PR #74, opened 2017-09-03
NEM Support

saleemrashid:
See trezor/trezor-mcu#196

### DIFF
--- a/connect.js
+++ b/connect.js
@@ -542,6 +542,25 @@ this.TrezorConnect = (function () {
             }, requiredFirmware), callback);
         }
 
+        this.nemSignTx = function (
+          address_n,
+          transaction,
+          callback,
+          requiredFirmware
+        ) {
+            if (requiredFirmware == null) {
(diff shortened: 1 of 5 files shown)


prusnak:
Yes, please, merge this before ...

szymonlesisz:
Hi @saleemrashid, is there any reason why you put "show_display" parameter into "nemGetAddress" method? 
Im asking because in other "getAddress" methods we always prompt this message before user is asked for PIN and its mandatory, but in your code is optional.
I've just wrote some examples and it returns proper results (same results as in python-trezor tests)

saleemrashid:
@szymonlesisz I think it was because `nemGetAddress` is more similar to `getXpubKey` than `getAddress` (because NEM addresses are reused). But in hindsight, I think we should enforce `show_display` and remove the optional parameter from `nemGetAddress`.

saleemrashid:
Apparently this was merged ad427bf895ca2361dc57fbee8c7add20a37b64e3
* * *
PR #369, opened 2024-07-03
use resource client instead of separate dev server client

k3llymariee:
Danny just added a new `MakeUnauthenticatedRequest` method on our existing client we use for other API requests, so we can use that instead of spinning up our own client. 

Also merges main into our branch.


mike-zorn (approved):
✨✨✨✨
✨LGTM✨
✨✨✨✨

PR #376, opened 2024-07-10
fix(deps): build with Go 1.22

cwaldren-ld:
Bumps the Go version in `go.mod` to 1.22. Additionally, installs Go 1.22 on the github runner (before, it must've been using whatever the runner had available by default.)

### What you need to do:
Print exactly the lines above, between the one holding "--- a/connect.js" and the one holding "Apparently this was", inclusive, and nothing besides.

### Solution to this task:
--- a/connect.js
+++ b/connect.js
@@ -542,6 +542,25 @@ this.TrezorConnect = (function () {
             }, requiredFirmware), callback);
         }
 
+        this.nemSignTx = function (
+          address_n,
+          transaction,
+          callback,
+          requiredFirmware
+        ) {
+            if (requiredFirmware == null) {
(diff shortened: 1 of 5 files shown)


prusnak:
Yes, please, merge this before ...

szymonlesisz:
Hi @saleemrashid, is there any reason why you put "show_display" parameter into "nemGetAddress" method? 
Im asking because in other "getAddress" methods we always prompt this message before user is asked for PIN and its mandatory, but in your code is optional.
I've just wrote some examples and it returns proper results (same results as in python-trezor tests)

saleemrashid:
@szymonlesisz I think it was because `nemGetAddress` is more similar to `getXpubKey` than `getAddress` (because NEM addresses are reused). But in hindsight, I think we should enforce `show_display` and remove the optional parameter from `nemGetAddress`.

saleemrashid:
Apparently this was merged ad427bf895ca2361dc57fbee8c7add20a37b64e3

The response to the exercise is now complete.